The notorious AI chatbot program ChatGPT can generate text that is able to pass a Business Master’s exam. And it can also write perfect abstracts for scientific papers that fool keen-eyed scientists. Northwestern University researchers tested the program by telling it to write fake abstracts by pulling from ten real ones from medical journals. When scientists reviewed the results, to try to identify if they’d been written by the program, they missed about a third of the AI-generated results. It’s a worrying result, considering the fake research papers industry is already booming, particularly in China — this program could make it all the easier for scientists to produce fake research.  

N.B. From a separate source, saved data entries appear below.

PR #487, opened 2016-05-11
Implement cached health store

rudle:
This allows clients to lookup health without introducing load on the
datastore.

Also improve the channel semantics in &checker.WatchHealth().
  We value fresh values over the durability of messages in this channel.

The `types.NodeName` references are as small as possible now, I will follow up with a better rename in a subsequent PR.

Additionally, we have discussed changing the pattern of channels as arguments. Since this change will affect all of health on its clients it is a little risky. I will introduce this in a subsequent PR.

### DIFF
--- a/pkg/health/checker/checker.go
+++ b/pkg/health/checker/checker.go
@@ -125,7 +125,6 @@ func publishLatestHealth(inCh <-chan api.KVPairs, quitCh <-chan struct{}, result
 				}
 			default:
 			}
-
 			// Now we check the quit chan and try to write to our resultCh
 			select {
 			case <-quitCh:
--- a/pkg/health/checker/checker.go
+++ b/pkg/health/checker/checker.go
@@ -152,26 +152,24 @@ func (c consulHealthChecker) WatchHealth(
 	go consulutil.WatchPrefix("health/", c.kv, inCh, quitCh, watchErrCh)
 	publishErrCh := publishLatestHealth(inCh, quitCh, resultCh)
 
-	go func() {
+	select {
+	case <-quitCh:
+		return
+	case err := <-watchErrCh:
 		select {
+		case errCh <- err:
 		case <-quitCh:
 			return
-		case err := <-watchErrCh:
-			select {
-			case errCh <- err:
-			case <-quitCh:
-				return
-			default:
-			}
-		case err := <-publishErrCh:
-			select {
-			case errCh <- err:
-			case <-quitCh:
-				return
-			default:
-			}
+		default:
 		}
-	}()
+	case err := <-publishErrCh:
+		select {
+		case errCh <- err:
+		case <-quitCh:
+			return
+		default:
+		}
+	}
 }
 
 func (c consulHealthChecker) WatchService(
--- a/pkg/health/checker/checker.go
+++ b/pkg/health/checker/checker.go
@@ -129,9 +129,8 @@ func publishLatestHealth(inCh <-chan api.KVPairs, quitCh <-chan struct{}, result
 			select {
 			case <-quitCh:
 				return
-			default:
+			case resultCh <- results:
 			}
-			resultCh <- results
 		}
 	}()
 
--- a/pkg/health/checker/checker.go
+++ b/pkg/health/checker/checker.go
@@ -26,7 +26,7 @@ type ConsulHealthChecker interface {
 		errCh chan<- error,
 		quitCh <-chan struct{})
 	WatchHealth(
-		resultCh chan<- []*health.Result,
+		resultCh chan []*health.Result,
 		errCh chan<- error,
 		quitCh <-chan struct{})
 	Service(serviceID string) (map[string]health.Result, error)
@@ -84,8 +84,9 @@ func (c consulHealthChecker) WatchNodeService(
 }
 
 // Watch the health tree and write the whole subtree on the chan passed by caller
+// the result channel argument _must be buffered_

Women in Poland face up to three years in prison for providing abortion pills to pregnant people in 2020. After years of ultraconservative groups systematically targeting abortion legislation and lobbying for a crackdown on abortions, rights to terminations were stripped from Polish citizens in 2021 for 90% of cases. Even in the most horrific cases, abortion rights are systematically denied — as we saw this week, when a 14-year-old disabled girl who was raped by her uncle was refused an abortion in her hometown. Although incest and rape are two of the exceptions to the near-total abortion ban, the girls’ doctors still refused her case on so-called “conscience grounds,” and she was forced to travel to Warsaw to obtain the termination. “The conscience clause is a barbaric and inhumane law repeatedly exploited by doctors. It should be abolished,” Katarzyna Kotula, an opposition MP, told reporters. 


  • Indonesia has earned global recognition for its environmental policies to protect its endangered orangutan and rhino populations. But in order to protect this image, the country’s “green-minded” government has been censoring wildlife research by banning “negative” conservationists from abroad. Fred Pearce for Yale’s Environment360 investigates.
  • What exactly are conspiracy theories, what are their consequences, and how are they spread? A new research paper by, in my view, one of the best academics researching conspiracies, was published this week. The paper, by Professor Karen Douglas at the University of Kent, is essential reading for anyone trying to understand conspiracy theories on a cellular level. And if you just want to know how to talk to a friend or family member about conspiracies, read her 5-step breakdown published this week in the Conversation.